Exercise brief: Only an exact copy of the listing below will do.

The data:
PR #2159, opened 2026-08-04
Add worker specs for the trainer actor and critic

fzyzcjy:
Part of #1837


miles/ray/specs/train.py
```diff
@@ -0,0 +1,152 @@
...
+    num_cells = compute_trainer_num_cells(args, role=role)
+    assert total_gpus % num_cells == 0, f"{total_gpus=} must be divisible by {num_cells=}"
+    gpus_per_cell = total_gpus // num_cells
+
+    indep_dp_store_addr = _create_indep_dp_store_addr() if num_cells > 1 else None
+
+    return ServeWorkerSpec(
+        name=compute_trainer_pool_id(role),
+        port_infos=[PortInfo(name=MASTER_PORT_NAME, static_port=9000, mode="master", allow_dynamic=True)],
+        env_var=lambda ctx: compute_trainer_env_vars(args, ctx),
```
fzyzcjy: [P1] Precompute the Blackwell FP8 default before deferring env setup

For Blackwell jobs that leave `NVTE_FP8_BLOCK_SCALING_FP32_SCALES` unset, such as the B200/B300 path in `scripts/run_qwen3_30b_a3b.py`, deliver-1 evaluates this callback inside the zero-GPU `RayWorkerManager`. The `RAY_EXPERIMENTAL_NOSET_*` values it returns apply only to the child trainer, so `default_fp8_block_scaling_fp32_scales()` sees no CUDA and emits `"1"` instead of Blackwell's required `"0"`, launching TE with the wrong scaling mode. The deferred evaluation remains in deliver-2; capture this stable hardware-derived value while constructing the spec or derive it from the assigned worker, per [`.claude/rules/general-code-style.md:22-28`](.claude/rules/general-code-style.md#L22-L28).

fzyzcjy (commented):
The trainer spec defers a hardware-dependent FP8 default into a zero-GPU manager process, causing default Blackwell runs to launch with the wrong Transformer Engine scaling setting. This regression survives both designated safe delivers.

PR #2520, opened 2026-08-13
fix(lora): restore checker-scrambled base weights once

Arist12:
Part of #2705.

## Problem

`--check-weight-update-equal` randomizes every rollout-engine weight exactly once at startup (`miles/ray/placement_group.py`, `check_weights(action="reset_tensors")`). LoRA runs never push the frozen base afterwards, so on the disaggregated path the check compares its adapter against a base that is still random. On the colocated path the checker instead forced a full base sync on *every* update, which repairs the scramble but re-ships the base for the whole run.

## Change

Restore the frozen base on the first checked update only, on both transports, then return to adapter-only transfer. Retire `_lora_base_synced`, a write-only flag that `weight_version` already expresses.

## Validation

- 31 fast tests in `tests/fast/backends/megatron_utils/test_lora_weight_sync_validation.py`, covering two consecutive updates across the `(is_lora, check_equal)` matrix on both transports
- 4x MI350X disaggregated checker E2E, including a rollout after the first optimizer update

## Reviewer notes

- Land after #2683. This PR opens the base path for LoRA runs, which are always `--megatron-to-hf-mode bridge`; without #2683 that path still converts through the `--spec`-name converters, which fail on bridge-only architectures. The two merge cleanly and the tests pass stacked.
- The gating predicate is rank-uniform: `weight_version` is incremented before any rank branching and `check_weight_update_equal` is parsed once, so no rank can take a different side of a collective.


Arist12:
Deferring until the weight-sync refactor settles. The underlying issue is unchanged — with LoRA on the broadcast path the frozen base is never re-pushed, so `--check-weight-update-equal`'s startup scramble is never undone — but #2752/#2753/#2756 replaced the seam this patch attaches to, so the fix belongs on the new `WeightTransferProtocol` (`needs_base_resync_for_lora`) rather than the old mixin. Will reopen against the new structure.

Response to this exercise:
PR #2159, opened 2026-08-04
Add worker specs for the trainer actor and critic

fzyzcjy:
Part of #1837


miles/ray/specs/train.py
```diff
@@ -0,0 +1,152 @@
...
+    num_cells = compute_trainer_num_cells(args, role=role)
+    assert total_gpus % num_cells == 0, f"{total_gpus=} must be divisible by {num_cells=}"
+    gpus_per_cell = total_gpus // num_cells
+
+    indep_dp_store_addr = _create_indep_dp_store_addr() if num_cells > 1 else None
+
+    return ServeWorkerSpec(
+        name=compute_trainer_pool_id(role),
+        port_infos=[PortInfo(name=MASTER_PORT_NAME, static_port=9000, mode="master", allow_dynamic=True)],
+        env_var=lambda ctx: compute_trainer_env_vars(args, ctx),
```
fzyzcjy: [P1] Precompute the Blackwell FP8 default before deferring env setup

For Blackwell jobs that leave `NVTE_FP8_BLOCK_SCALING_FP32_SCALES` unset, such as the B200/B300 path in `scripts/run_qwen3_30b_a3b.py`, deliver-1 evaluates this callback inside the zero-GPU `RayWorkerManager`. The `RAY_EXPERIMENTAL_NOSET_*` values it returns apply only to the child trainer, so `default_fp8_block_scaling_fp32_scales()` sees no CUDA and emits `"1"` instead of Blackwell's required `"0"`, launching TE with the wrong scaling mode. The deferred evaluation remains in deliver-2; capture this stable hardware-derived value while constructing the spec or derive it from the assigned worker, per [`.claude/rules/general-code-style.md:22-28`](.claude/rules/general-code-style.md#L22-L28).

fzyzcjy (commented):
The trainer spec defers a hardware-dependent FP8 default into a zero-GPU manager process, causing default Blackwell runs to launch with the wrong Transformer Engine scaling setting. This regression survives both designated safe delivers.

PR #2520, opened 2026-08-13
fix(lora): restore checker-scrambled base weights once

Arist12:
Part of #2705.

## Problem

`--check-weight-update-equal` randomizes every rollout-engine weight exactly once at startup (`miles/ray/placement_group.py`, `check_weights(action="reset_tensors")`). LoRA runs never push the frozen base afterwards, so on the disaggregated path the check compares its adapter against a base that is still random. On the colocated path the checker instead forced a full base sync on *every* update, which repairs the scramble but re-ships the base for the whole run.

## Change

Restore the frozen base on the first checked update only, on both transports, then return to adapter-only transfer. Retire `_lora_base_synced`, a write-only flag that `weight_version` already expresses.

## Validation

- 31 fast tests in `tests/fast/backends/megatron_utils/test_lora_weight_sync_validation.py`, covering two consecutive updates across the `(is_lora, check_equal)` matrix on both transports
- 4x MI350X disaggregated checker E2E, including a rollout after the first optimizer update

## Reviewer notes

- Land after #2683. This PR opens the base path for LoRA runs, which are always `--megatron-to-hf-mode bridge`; without #2683 that path still converts through the `--spec`-name converters, which fail on bridge-only architectures. The two merge cleanly and the tests pass stacked.
- The gating predicate is rank-uniform: `weight_version` is incremented before any rank branching and `check_weight_update_equal` is parsed once, so no rank can take a different side of a collective.


Arist12:
Deferring until the weight-sync refactor settles. The underlying issue is unchanged — with LoRA on the broadcast path the frozen base is never re-pushed, so `--check-weight-update-equal`'s startup scramble is never undone — but #2752/#2753/#2756 replaced the seam this patch attaches to, so the fix belongs on the new `WeightTransferProtocol` (`needs_base_resync_for_lora`) rather than the old mixin. Will reopen against the new structure.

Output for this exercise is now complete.